It, too, was a forbidden garden. Forbidden gardens abounded everywhere, it seemed!
"I think we had better give it up," she said softly; "it only makes our hearts ache."
So hand-in-hand they wandered back along the path they had come, close to the fence, and talked persistently of other things. And yet their eyes still lingered longingly in the neighbourhood of the park, and the aspiration they both felt, but did not express for fear of hinting reproaches, gilded everything with a fairy-tale glamour.
Evening came. Violet mists hung over the meadows, and the copper-coloured trunks of the pines glowed like torches. The deeper the setting sun sank into the reeds and rushes, the more the lake lost its cool, blue, silvery sheen, and took on a network of ruddy gold. It looked now as if it bore on its face the sparkling fulfilment of all earthly promises.

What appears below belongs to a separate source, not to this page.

PR #676, opened 2021-12-09
dsound: Remove _WIN32_WINNT guard clause due to its needlessness

dmitrykos:
DirectSound is supported on min. Windows 95 (`_WIN32_WINNT_NT4 0x0400`) therefore checking for `_WIN32_WINNT < 0x0400` is ambiguous.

Neither of them could tolerate being on shore any longer.
A boat lay at anchor by the hotel's bathing pavilion, where in the cool of the evening happy bathers were splashing, and they hired it for a mere song. Konrad took the oars and Lilly seated herself at the stern. All kinds of water-flowers rose with a swish lightly to the surface as the boat cut through a carpet of sedges. Mingled with the young green of the sprouting reeds were the brown battered remnants of last year's growth; stately bulrushes bordered the banks, and the water flag planted her golden tents between them. Like huge dense walls of purple, the park's wealth of timber rose high against the sky.
When Lilly pointed this out, Konrad shook his head and said: "It's no good thinking any more about it." But, nevertheless, he kept casting glances in that direction.
Lilly had scarcely ever been in a boat, and soon gave up steering as a bad job. She spread her shawl at the bottom of the boat and made herself a comfortable soft nest, into which she retired.
Crouched at Konrad's feet, she lay there with her back against the seat in the stern. And thus, her eyes dreamily fixed on blue space, she began to build castles in the air about her future, devising plans by which, with a bound, she was to swing herself back into the midst of respectability.